Streit um tierärztlichen Behandlungsfehler – Der Fall im Überblick
Eine Hundehalterin hatte ihren Vierbeiner für eine orthopädische Operation und die damit verbundene Nachsorge einer Tierärztin gegeben. In der postoperativen Phase verschlechterte sich der Zustand des Tieres jedoch deutlich – das Bein entzündete sich schwer, was schließlich zum Tod führte. Die Hundehalterin warf der behandelnden Tierärztin einen Behandlungsfehler vor – die Operation sowie die Nachsorge seien fehlerhaft bzw. unzureichend durchgeführt worden.

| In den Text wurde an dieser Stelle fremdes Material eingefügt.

Issue #1764, opened 2021-08-17
Type issue when assigning a store with a reference


RickLucassen:
**_Bug report_**

* [x] I've checked documentation and searched for existing issues
* [x] I've made sure my project is based on the latest MST version
* [x] Fork [this](https://codesandbox.io/s/y64pzxj01) code sandbox or another minimal reproduction. 

**Sandbox link or minimal reproduction code**
https://codesandbox.io/s/mobx-state-tree-todolist-forked-o9yj3

**Describe the expected behavior**
In the example we're defining a root store with another store as a property. That store has a property of type array of a model.
When that model doesn't have a types.reference present everything is fine. However, when the model does have a types.reference present typescript complains about an incorrect type.

Typescript should resolve these types correctly.

**Describe the observed behavior**
As seen in the `rootStore`, where there is a version with and without the reference, the one with the reference generates a typescript error about the `someModel` type not matching.

RickLucassen:
It seems that wrapping the `createTodoStoreWithReference` with `castToSnapshot` does make it work. Would this be the proposed solution?

Still strange that without the `castToSnapshot` there is a difference in behavior between the two stores (with and without a reference).

coolsoftwaretyler:
Hey @RickLucassen - sorry it took so long for anyone to get back to you here. We are trying to give some more care and attention here to MobX-State-Tree

I don't know for 100% sure that `castToSnapshot` is the best case solve, but if it did help your issue, that makes sense. There are some known issues with the TypeScript inferences in MST, and we're highly interested in fixing that.

If you're still having the problem, or if you solved it elsewise, I'd love to hear what worked for you. Or if you moved on, no worries.

For now, I'll leave this issue and label with with TS and help/PR welcome. Hopefully we can find some ways to improve this moving forward.

thegedge:
Curious: is this still an issue? I'm not able to see any type errors:

![CleanShot 2024-07-06 at 13 51 45@2x](https://github.com/mobxjs/mobx-state-tree/assets/833576/8a920b1e-08db-46e8-b9f0-b07bc2bc8058)

coolsoftwaretyler:
@thegedge - I see this in the reproduction CodeSandbox:

<img width="408" alt="Screenshot 2024-07-07 at 12 59 03 PM" src="https://github.com/mobxjs/mobx-state-tree/assets/29899554/64e065fe-c482-4ee8-be3c-0f3f89323f43">

[...]

Issue #1568, opened 2020-08-18
Error with reference types after updating to latest version


peejayess:
**_Bug report_**

* [x ] I've checked documentation and searched for existing issues
* [x ] I've made sure my project is based on the latest MST version
* [ x] Fork [this](https://codesandbox.io/s/mobx-state-tree-todolist-forked-3060p?file=/index.ts) code sandbox or another minimal reproduction. 

**Sandbox link or minimal reproduction code**
https://codesandbox.io/s/mobx-state-tree-todolist-forked-3060p?file=/index.ts
Note:  You will have to wait for a few seconds for the error to be highlighted in the index.ts file

**Describe the expected behavior**
I have a working application where  I have the following code:

```
export const ProjectStore = types.model("ProjectStore", {
  projects: types.array(Project),
  currentProject: types.maybeNull(types.reference(Project))
});
```

```
export const RootStore = types.model("RootStore", {
  projectStore: ProjectStore
});
```

```
const rootStore = RootStore.create({
  projectStore: ProjectStore.create()
});
```

**Describe the observed behavior**
After upgrading to the latest version of MST (3.17.2) I now have a type checking error at:

` projectStore: ProjectStore.create()`

which is caused by line:

`currentProject: types.maybeNull(types.reference(Project))`

The error message is:

[...]

PR #2199, opened 2024-07-20
 Type create/validate to accept an instance type 

thegedge:

We've had issues with typings when instantiating references

CleanShot 2024-07-20 at 11 42 42@2x

https://github.com/mobxjs/mobx-state-tree/issues/1568 for example, and maybe even https://github.com/mobxjs/mobx-state-tree/issues/1764.

This PR resolves that by typing `create` to accept an instance type. I've added a "kitchen sink" test for create to test both snapshots and instances.

## Steps to validate locally

The test added in this PR will type issues (like in above the screenshot) if you revert 6176e94efbcf1094c846ef2c4f19fd0a08249d01.

### DIFF
--- a/src/core/type/type.ts
+++ b/src/core/type/type.ts
@@ -24,6 +24,7 @@ import {
   getStateTreeNodeSafe,
   assertArg
 } from "../../internal"
+import type { Writable, WritableKeys } from "ts-essentials"
 
 /**
  * @internal
@@ -70,6 +71,8 @@ export type STNValue<T, IT extends IAnyType> = T extends object ? T & IStateTree
 /** @hidden */
 const $type: unique symbol = Symbol("$type")
 
+type ExcludeReadonly<T> = T extends {} ? T[WritableKeys<T>] : T
+
 /**
  * A type, either complex or simple.
  */
@@ -93,7 +96,7 @@ export interface IType<C, S, T> {
    *
    * @returns An instance of that type.
    */
-  create(snapshot?: C, env?: any): this["Type"]
+  create(snapshot?: C | ExcludeReadonly<T>, env?: any): this["Type"]
 
   /**
    * Checks if a given snapshot / instance is of the given type.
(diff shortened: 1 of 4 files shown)


thegedge:
Hold off. I realized our tsconfig isn't properly typechecking tests, and this introduces a typing bug: it allows passing in a value for a view in model types.

Technically this works (it just gets ignored) but I'm thinking ideally we make it fail typechecking so users avoid making that error. This is actually tough to do, but I think we can do this by marking the getters as readonly and excluding those from the instance type in `create`.

I'm going to play with that idea, and if it works out, great! If it doesn't, I think I may remove the one test that's failing:

CleanShot 2024-07-20 at 12 16 39@2x

thegedge:
Will rebase this after https://github.com/mobxjs/mobx-state-tree/pull/2200 merged, which should fix the typechecking / build stuff

src/core/type/type.ts
```diff
@@ -93,7 +96,7 @@ export interface IType<C, S, T> {
    *
    * @returns An instance of that type.
    */
-  create(snapshot?: C, env?: any): this["Type"]
+  create(snapshot?: C | ExcludeReadonly<T>, env?: any): this["Type"]
```
thegedge, line 99: This allows this test to continue passing:

https://github.com/mobxjs/mobx-state-tree/blob/c2f459b6126d4d1a990837541ced7f81f1490033/__tests__/core/type-system.test.ts#L1249-L1250

In other words, we want the type checker to let users know when they pass in a value for a getter view. I'm not sure whether or not this is the right decision, but this change is an addition (i.e., is backwards compatibile) to existing type checking, so I say we go for it and relax it if users encounter issues with it.

coolsoftwaretyler:
Hey @thegedge - just merged #2200 so you should be good to rebase and then figure out the new typing issues. Let me know when this is ready for another look.

thegedge:
@coolsoftwaretyler this is good for review now! <3

I was thinking we could also get this one in for https://github.com/mobxjs/mobx-state-tree/pull/2201

coolsoftwaretyler:
Perfect! Great idea. Will take a look sometime this week and get this into the next preview release.

coolsoftwaretyler:
Alright, looks excellent and we will get this into the v7 preview. I think we'll consider this a breaking change, even though it should mostly be backwards compatible. I think type changes are just best treated as breaks overall, in case people are relying on the old type behavior.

Sie verlangte daher Schadensersatz wegen fehlerhafter tierärztlicher Behandlung, gestützt auf vertragliche Ansprüche gemäß §§ 611, 280 I BGB sowie deliktische Ansprüche aus § 823 I BGB. Ein besonderes Augenmerk legte sie auf eine Sprachnachricht der behandelnden Tierärztin, in der diese sagte, „es tue ihr furchtbar leid, was passiert sei“. Darin sah die Klägerin ein haftungsbegründendes Anerkenntnis im Sinne von § 781 BGB.

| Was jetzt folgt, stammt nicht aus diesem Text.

Issue #1627, opened 2020-12-16
Union dispatcher snapshot undefined


vallode:
**_Question_**

* [x] I've checked documentation and searched for existing issues
* [ ] I tried the [spectrum channel](https://spectrum.chat/?t=dad48299-3dfc-4e10-b6da-9af1e39498a3)

In our MST/Typescript project we like to use `Model.is(...)` quite a bit, this sometimes results in errors like these popping up:

```
Cannot read property 'exampleProperty' of undefined
```
```js
1 |  dispatcher: (snapshot) => snapshot.exampleProperty || types.null,
  |                                    ^
```

This is _usually_ caused by not enforcing the passed model to be non-nullable via an extra check like:  
```js
exampleObject && Model.is(exampleObject)
```
It's easily fixed but not always caught by people due to the rather "mysterious" error thrown and no typing error.

Is there a way to enforce `Model.is` to throw type errors with undefined values? Would this be something that MST would have to change in their typings or maybe the inference is already there but I am not using it correctly. (I'd be happy to create an PR).

coolsoftwaretyler:
Hey @vallode - sorry it took anyone so long to get back to you here in the MST project.

Unfortunately I don't have an answer for you at the moment, but I will add some labels to help us as we clean up the maintenance overall, and hopefully we can get this slated for a fix.

I know it's been literally years, so I understand if you aren't interested/have moved on, but did you ever find a fix on your own? Are you still interested in submitting a PR? We're definitely open to improvements in the typing system.

vallode:
Hey, no worries. I'd have to try and dig out the codebase this was a part of in order to look back into it, I remember the issue being quite simple.

Changing:
```ts
dispatcher: (snapshot) => snapshot.exampleProperty || types.null,
```

To:
```
dispatcher: (snapshot) => snapshot?.exampleProperty ?? types.null,
```

Would likely resolve this, happy to open a PR and play around with it but give me a little time ;)

PR #2203, opened 2024-08-04
Improve typing of the union dispatcher function

thegedge:

Closes https://github.com/mobxjs/mobx-state-tree/issues/1627

Currently, the dispatcher function for union types has two issues with the typing on the dispatcher function:

1. The input snapshot is typed as any.
2. It expects any type to be returned.

This PR improves both of these by

1. typing the input snapshot so that it's an input snapshot for the union types, and
2. it restricts the possible types returned from the dispatcher to the types specified in the union.

## Steps to validate locally

As always, this is all about the typechecking, so one would just have to play around with `types.union` and ensure it fails when you expect it to fail, and passes when you'd expect it to pass.

I've included a test to capture two key scenarios, but let me know if there should be more!

### DIFF
--- a/__tests__/core/type-system.test.ts
+++ b/__tests__/core/type-system.test.ts
@@ -1,5 +1,3 @@
-import { Exact } from "ts-essentials"
-
 import {
   types,
   getSnapshot,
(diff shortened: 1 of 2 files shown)


coolsoftwaretyler:
Thanks @thegedge! I'll take a look soon. Will you please resolve the merge conflict? On my phone right now and GitHub is not showing precisely what's in conflict.

thegedge:
Ahh, I think `master` on my fork wasn't up to date, so was just a conflict on the addition of the test. Fixed!

__tests__/core/type-system.test.ts
```diff
@@ -1,5 +1,3 @@
-import { Exact } from "ts-essentials"
```
thegedge, line 1: I didn't realized it, but `Exact` from `ts-essentials` isn't really "exact"! It's just "if A and B are record types, the shapes of the two are the same", which is definitely not what we wanted. My bad!

(TS is hard)

coolsoftwaretyler:
Thank you! Will take a look soon!

PR #52, opened 2022-10-18
Update +page.svelte

trafficpest:
class tooltip and tooltiptext have been added to css in proposal.

There is tooltips in tailwind if desired requires popper.js

**Screenshots**

**Additional context**


secondl1ght:
We are using a new package now for tooltips so I will add this information using that.

PR #114, opened 2023-11-25
Use preferred tile.openstreetmap.org URL

danieldegroot2:
I would like to suggest using the now preferred https://tile.openstreetmap.org URL instead of the current one (`{s}`), see

https://github.com/openstreetmap/operations/issues/737

### DIFF
--- a/src/lib/map/setup.js
+++ b/src/lib/map/setup.js
@@ -71,7 +71,7 @@ export const toggleMapButtons = () => {
 export const layers = (leaflet, map) => {
 	const theme = detectTheme();
 
-	const osm = leaflet.tileLayer('https://{s}.tile.openstreetmap.org/{z}/{x}/{y}.png', {
+	const osm = leaflet.tileLayer('https://tile.openstreetmap.org/{z}/{x}/{y}.png', {
 		noWrap: true,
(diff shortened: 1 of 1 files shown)


secondl1ght:
Hi thanks for the PR! I was not aware of this change so thanks for sharing. There are other URLs in the code that also need to be updated, would you like to add those as well to this PR?

danieldegroot2:
This is the only URL for `tile.openstreetmap.org` [as far as I can see](https://github.com/search?q=repo%3Ateambtcmap%2Fbtcmap.org+.tile.openstreetmap.org&type=code).
(noteably `openstreetmap.org`, not `opentopomap`, `.de` etc., those are different providers)
Otherwise, please provide a link to to the line in the code which needs to be changed.

If there is anything else which needs to be changed (elsewhere this was not the case), then it may be best to check each provider / file manually and change this yourself. This also applies to any other service and attribution.
(note I am not a developer, I just change the URL where possible)

secondl1ght:
Ah ok you are right, I didn't notice in that discussion thread you linked but yes it seems it is only for the `.org` domain. Merging now!

secondl1ght (approved):

PR #128, opened 2024-02-20
feat: link map image

escapedcat:
No

I tend to click on the map image to go to the map on desktop.  
Maybe I'm the only one. Just wanted to propose it.

### DIFF
--- a/src/routes/+page.svelte
+++ b/src/routes/+page.svelte
@@ -76,13 +76,15 @@
 				</h2>
 			</div>
 			{#if typeof window !== 'undefined'}
-				<img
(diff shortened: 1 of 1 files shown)


secondl1ght:
Hey @escapedcat good to hear from you. :) I don't see an issue with this, the only thing might be that we would not want to have this a link on mobile to avoid users accidentally clicking on it while scrolling the page. But I think it's fine, and we can make that update later if anyone complains about this. Thanks for the PR!

escapedcat:
Let me know if this is causing issues. Happy to adjust this.
Thanks for this, really helpful!

PR #131, opened 2024-03-13
Add help links

bubelov:

**Screenshots**

**Additional context**

### DIFF
--- a/src/components/IssueCell.svelte
+++ b/src/components/IssueCell.svelte
@@ -29,4 +29,13 @@
 	>
 		Edit
 	</a>
+{:else if id === 'helpLink' && value}
+	<a
+		href={value}
+		target="_blank"
+		rel="noreferrer"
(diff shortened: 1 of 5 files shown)


secondl1ght:
I was thinking we could just turn the description ex. 'Outdated location' into a link that leads to the Wiki. What do you think? Is it better to have a dedicated column?

bubelov:
I'm not sure if the description field is necessary since we have a type field. It would be stupid to send 100+ descriptions when we'll need to localize the app, and it's not good for sync and local storage

bubelov:
So, the description column can be removed in the future, or it can be derived from the type field client-side. As for the link, I don't really care, but it's better if we put something actionable there as soon as possible

secondl1ght:
This is a good idea about deriving the descriptions from the types on the client-side. Just let me know when you want to deprecate that field in the backend and I will make the updates on the frontend.

Issue #161, opened 2024-10-15
DEV: error after build and start in dev mode


ildella:
**Describe the bug**

I installed all packages and run the build and dev scripts

**To Reproduce**

**Expected behavior**

**Screenshots**
I get a 500 internal error on `dev` and this on the console during `build`

```shell
node:internal/event_target:1090
  process.nextTick(() => { throw err; });
                           ^
ReferenceError [Error]: document is not defined
    at createTag (/home/ildella/projects/contrib/btcmap.org/node_modules/lottie-web/build/player/lottie.js:30:5)
```
**Additional context**

I have an ".env" file but all constant are empty strings.

escapedcat:
Same, looks like [svelte-lottie-player](https://github.com/LottieFiles/svelte-lottie-player/issues) is outdated and unmaintained.

PR #163, opened 2025-01-13
fix: remove lottie to enable build again #161

escapedcat:
#161 

Build was failing due to outdated and unmaintained dep.
TS errors were already ignored before but now it's just breaking.

**Additional context**

If you're ok with leaving out these animations for now we're good. If not a different solution needs to be discussed maybe.


escapedcat:
💁‍♂️ @bubelov

bubelov:
I'm fine with removing animations if it doesn't break anything. Being able to build an app is clearly more important

escapedcat:
To be honest, due to the state of the app I couldn't check how it used to look like.
My assumption is just that animations are usually a nice-to-have and are not crucial for the user.
Hoping you have more insights into this :)

Happy to continue with cleaning up deps and setup.

bubelov:
I tested boosts and they're still working in this branch

PR #164, opened 2025-01-13
chore: non-breaking deps 🤞 

escapedcat:
- Updating minor deps
- Updating further deps

Svelte and Vite updates will be [more effort](https://svelte.dev/docs/svelte/v5-migration-guide#Migration-script).
eslint/prettier could maybe switched to https://biomejs.dev which is faster and easier to maintain. Need to check.


escapedcat:
💁‍♂️  @bubelov

Issue #82, opened 2023-04-15
Fix dark mode map nav icons


dadofsambonzuki:
![Screenshot_from_2023-03-30_11-34-28.png](https://user-images.githubusercontent.com/87125117/232182252-c29ade77-33df-48c7-8fb9-a1eb5884d78a.png)

![Screenshot_from_2023-03-30_11-35-05.png](https://user-images.githubusercontent.com/87125117/232182251-dfbd31f0-95a5-496b-a539-ec034cc94a1a.png)

Pajko97:
@dadofsambonzuki Hi Nathan, as I understand you want the links on images 1 to look like the image 2 with border being same on all sides?

dadofsambonzuki:
The general issue is shadowing not working in dark mode for these assets. I'm not sure shadowing is a design pattern for dark mode and so a solid outline would be better.

vivekmishra9631:
Heyy, I am interestedto fix this bug

secondl1ght:
Hi @vivekmishra9631, sounds good thanks! When you submit the PR it can be reviewed.

dadofsambonzuki:
Hey @vivekmishra9631 - are you still interested in picking this one up?

gillohner:
@dadofsambonzuki I'm looking into fixing this issue right now. 

`.leaflet-bar a:last-child` has `border-bottom: none;` set. 

From my testing it seems like either disabling this or overriding it with something like this should fix the issue:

Pflichtverletzung oder nicht? – So bewertet das OLG Dresden die Behandlung
Das OLG kam zu dem Schluss, der Klägerin stehe weder aus §§ 611, 280 I BGB noch aus § 823 I BGB ein Anspruch auf Schadensersatz wegen fehlerhafter tierärztlicher Behandlung zu.

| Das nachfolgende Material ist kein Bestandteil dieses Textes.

PR #179, opened 2025-02-24
Add vector tile support

bubelov:
Experimental branch, needs review and feedback

Known issues: https://github.com/maplibre/maplibre-gl-leaflet/issues

### DIFF
--- a/README.md
+++ b/README.md
@@ -56,11 +56,8 @@ Thanks to:
 
 ### Base map tiles
 
-- [OpenStreetMap](https://www.openstreetmap.org) (OpenStreetMap, OpenStreetMapDE, OpenStreetMapFR)
-- [OpenTopoMap](https://opentopomap.org) (Topo)
-- [ESRI](https://www.esri.com) (Imagery)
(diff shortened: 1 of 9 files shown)


dadofsambonzuki:
Have tested in a variety or browsers and devices and looks good. Better UX and I actually prefer the new dark tiles.

We need to sync the initial tile selection to the Dark/Light mode setting on the Web App. It currently defaults to a light map when in dark mode.

escapedcat:
Tested on chrome canary. Feels great! Code lgtm

bubelov:
@dadofsambonzuki it defaults to raster tiles, since vector layers are untested. There are some annoying issues with Leaflet vector plugin, like maxZoom being ignored and map starts to jitter once you zoom in too much. I have no idea if it can be fixed but we can probably live with that.

@escapedcat if everyone is okay with that, I'll merge it with the following changes:

1. Vector layers will be default, with an optional fallback to OSM raster. We can use dark vector style for a dark mode and light style for the light mode.
2. Removing Stadia copyright

PR #188, opened 2025-02-28
Feat/add location address optional

### LINKED ISSUE #187: Remove requirement for address on Add Location form
Lots of places don;t actually have an address.

Lat/Lon should be required.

Als zentrale Aspekte ging das Gericht dabei auf die Beweislast der Klägerin für eine (vertrags-)pflichtwidrige Behandlung und deren Ursächlichkeit für den eingetretenen Schaden (1.) sowie auf die Untersuchung der Sprachnachricht der beklagten Tierärztin auf ihre Rechtsverbindlichkeit (2.) ein.
1. Beweislast für Pflichtverletzung in Form eines Behandlungsfehlers
Der Hundehalterin sei der Beweis für einen Behandlungsfehler nicht gelungen. Auf Grundlage der nachvollziehbaren und gut begründeten Ausführungen des gerichtlich eingeholten medizinischen Sachverständigengutachtens sei weder die Operation noch die Nachsorge des Hundes behandlungsfehlerhaft erfolgt. Entsprechend der allgemeinen Beweislastgrundsätze traf die Klägerin die Darlegungs- und Beweislast für die (vertrags-)pflichtwidrige Behandlung und deren Kausalität für den geltend gemachten Schaden
Zur Erinnerung – Beweislastverteilung im Zivilprozess
Jede Partei muss die für sie günstigen Tatsachen beweisen.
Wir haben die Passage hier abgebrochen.